5. **Defines a parameter grid for grid search**: The grid includes various combinations of layers, neurons, dropout rates, optimizers, batch sizes, and epochs.

    - `"layers"`: This parameter defines the number of layers in the neural network. The options are tuples representing different layer configurations, specifically `(11, 11)`, `(11, 22)`, and `(11, 121)`.

    - `"neurons"`: This parameter defines the number of neurons in each layer. The options are `1`, `11`, and `25`.

    - `"dropout_rate"`: This parameter defines the dropout rate for regularization to prevent overfitting. The options are `0.0`, `0.3`, and `0.5`.

    - `"optimizer"`: This parameter defines the optimization algorithm to use for training the neural network. The options are `"Adam"`, `"RMSprop"`, and `"Adagrad"`.

    - `"batch_size"`: This parameter defines the number of samples per gradient update. The options are `10`, `25`, and `50`.

    - `"epochs"`: This parameter defines the number of times the learning algorithm will work through the entire training dataset. The options are `10`, `25`, and `50`.

6. **Performs a grid search**: The grid search uses the KerasRegressor model, the parameter grid, and the negative mean squared error as the scoring method.

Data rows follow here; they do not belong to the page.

PR #95, opened 2021-07-12
Package.swift: bump swift-tools-version to 5.3 and hide tests dependencies

r-mckay:
Hello!

This commit is meant to hide CombineSchedulers from the project using CombineExt.

Before it, a project would import:
Screen Shot 2021-07-12 at 15 05 32

After this commit, a project now imports:
Screen Shot 2021-07-12 at 15 05 08

In order to do so, we bumped swift-tools-version to 5.3 and altered the test target expression.

Please note that I am not a Package.swift nor a SPM expert, comments and feedbacks will be very appreciated. 

Thank you!

### DIFF
--- a/Package.swift
+++ b/Package.swift
@@ -1,4 +1,4 @@
-// swift-tools-version:5.1
+// swift-tools-version:5.3
 
 import PackageDescription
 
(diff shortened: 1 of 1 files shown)


r-mckay:
Hi! 
Just putting some light on this PR as it will help us with our software composition analysis by removing these two dependencies.
Is it possible to have someone look at it? @freak4pc, your opinion on this would be very appreciated.
Thanks!

freak4pc (approved):
Thanks! I must say I'm not an expert in SPM and I had thought the dependencies of a test target are hidden by default but that doesn't seem the case. Lets try going with this and hope its won't cause any breakage.

r-mckay:
Thanks, let's do it this way. Please let me know if there is anything. Thank you for your feedback.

7. **Fits the grid search on the training data**: The best model from the grid search is then evaluated on the test data.

8. **Evaluates the best model**: Predictions are made on the test features, and these predictions are compared with the actual test targets to calculate the mean squared error (MSE), root mean squared error (RMSE), mean absolute error (MAE), and R-squared score.

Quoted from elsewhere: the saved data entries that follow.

PR #96, opened 2021-08-03
AllSatisfy operator

vitallica:
- Added an `AllSatisfy` operator.
- Added tests.
- Updated `README`.

This is my first contribution to this library, so please feel free to offer any feedback.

9. **Prints the evaluation metrics**: The script outputs the name of the model, the best parameters found by the grid search, and the evaluation metrics.

_**Note:** As Neural Network training takes a look time, the best parameters were discovered using only 10% of the data (about 50000 rows). Then using the discovered best parameters, all data (about 500,000 rows) were trained._

In [1]:
# Import packages
import pandas as pd
import numpy as np
from sklearn.model_selection import GridSearchCV
from keras.models import Sequential
from keras.layers import Dense, Dropout
from keras.wrappers.scikit_learn import KerasRegressor
from sklearn.metrics import mean_squared_error, mean_absolute_error, r2_score
from math import sqrt

# Set random seed for reproducibility
np.random.seed(30)

# Load the split data from csv (10% of total data)
X_train = pd.read_csv("X_train.csv", skiprows=lambda l: l % 10 != 0).drop(columns=["date"])
X_test = pd.read_csv("X_test.csv", skiprows=lambda l: l % 10 != 0).drop(columns=["date"])
y_train = np.ravel(pd.read_csv("y_train.csv", skiprows=lambda l: l % 10 != 0))
y_test = np.ravel(pd.read_csv("y_test.csv", skiprows=lambda l: l % 10 != 0))

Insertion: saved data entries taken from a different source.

PR #4, opened 2024-01-11
Support standalone operation without docker

bukodi:
During development, or in a small environment (Raspberry or OpenWrt) it is useful to start an application without docker.

This pull request contains the following modifications:
- MySQL specific sessionstore implementation replaced with a generic GORM based.
- SQLite database type added. (It works with GORM, only one index name needed to be changed.)
- Access static files and templates through the fs.FS interface, so the embed.FS can be used also.
- Smart defaults defined for environment variables, so starting without any configuration results a working demo instance.

Please, consider to accept these changes! Thank You!


leodip:
@bukodi Thanks very much for the contribution! 

Your idea is great, if we can support it running in SQLite, without a container, that should cover some more interesting use cases.

Please let me take a closer look at the PR over the weekend, and I'll give feedback soon.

# Function to create model, required for KerasRegressor
def create_model(layers, neurons, dropout_rate, optimizer):
    """
    Create a neural network model with the specified architecture.

    Parameters:
    - layers (list): List of integers representing the number of nodes in each hidden layer.
    - neurons (int): Number of neurons in the input layer.
    - dropout_rate (float): Dropout rate to be applied after each hidden layer.
    - optimizer (str): Name of the optimizer to be used for training.

    Returns:
    - model (Sequential): Compiled Keras model.
    """

    model = Sequential()
    for i, nodes in enumerate(layers):
        if i == 0:
            model.add(Dense(neurons, input_dim=X_train.shape[1], activation="relu"))
            model.add(Dropout(dropout_rate))
        else:
            model.add(Dense(nodes, activation="relu"))
            model.add(Dropout(dropout_rate))
    model.add(Dense(1))  # Note: no activation beyond this point

    model.compile(optimizer=optimizer, loss="mean_squared_error")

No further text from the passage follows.